How To Treat Severe Hypothermia
Survive The Outdoors 06.01.11
Hypothermia is defined as the body’s failure to maintain a temperature of 36 degrees C (97 degrees F).
Exposure to cool or cold temperature over a short or long time can cause hypothermia.
Those who are planning on ice-fishing or doing other cold weather activities should be prepared to treat themselves and others for hypothermia.
Dehydration and lack of food or rest predispose the survivor to hypothermia.
Unlike heatstroke, you must gradually warm the hypothermia victim. Get the victim into dry clothing.
Replace lost fluids, and warm them.
Treatment for severe hypothermia requires a more complicated process and lots of attention.

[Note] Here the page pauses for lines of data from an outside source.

Issue #33596, opened 2019-11-05
Support TypeScript 3.7


fr0:
# 🚀 feature request

### Relevant Package

 This feature request is for @angular/core

### Description

TypeScript 3.7 was released today. It includes plenty of useful new features, like the optional chaining and nullish coalescing operators. Angular should support it.

gkalpak:
Related PR: #32962

filipesilva:
If you're using the framework/CLI RC and Ivy, you might be able to just use TypeScript 3.7 directly. You'll get a peer dependency warning but in all likelihood it'll just work. Ivy is far less sensitive to TypeScript version changed than View Engine. Let me know if you try this and run into problems.

gligoran:
Any possibility this will be ready for the release of Angular 9?

filipesilva:
Current thinking at the moment is within version 9, but after 9.0 proper.

xiaoxiangmoe:
@filipesilva Will Angular 8 support ts 3.7 in the future?

filipesilva:
@xiaoxiangmoe I'm not aware of plans to backport the changes needed to version 8. Generally only security fixes and very important bugs are fixed in older versions.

Maintain the body temperature of victims of severe hypothermia. Improper warming can create a condition called metabolic acidosis that can cause shock and heart failure. Warming should only be preformed in these states by a medical facility.
The critical thing when a person has severe hypothermia is to be gentle with them. Sudden or rough movements, forcing them to move or walk can pull very cold blood from the extremities into the warmer core that can cause shock. You need to be gentle and supportive. Rubbing the skin, moving of the joints should be avoided. This causes more harm than good.
In severe hypothermia, the best hypothermia treatment is best for three people to get under a pile of blankets or in a sleeping bag. Skin on skin contact of the torso works best with a person on each side of the victim. You should ignore their pleas to be left alone or allowed to go to sleep, but be gentle with them.
You should not administer fluids or make any other attempts to increase body temperature.
Maintaining temperature and preventing further loss is the most important thing.
If a person becomes unconscious from hypothermia monitor their breathing and pulse carefully.
Summon an Emergency Response Team.
If you can detect a faint pulse do not do CPR to support their heart. Only start rescue breathing, chest compressions or full CPR if you cannot detect any breathing, any pulse or both. Check frequently to see if they start breathing on their own, even if it is shallow, the same for a pulse.
Administering CPR to someone, even someone with a slight pulse can cause his or her heart to stop.
Remember, make all efforts to keep them alive until help arrives, they have been warmed and declared dead. People have recovered in morgues from hypothermia and have had profoundly low body temperatures and still recover.
Never give up hope with a hypothermia victim that does not have any other serious medical complications (like severe injuries from a fall or extreme altitude sickness).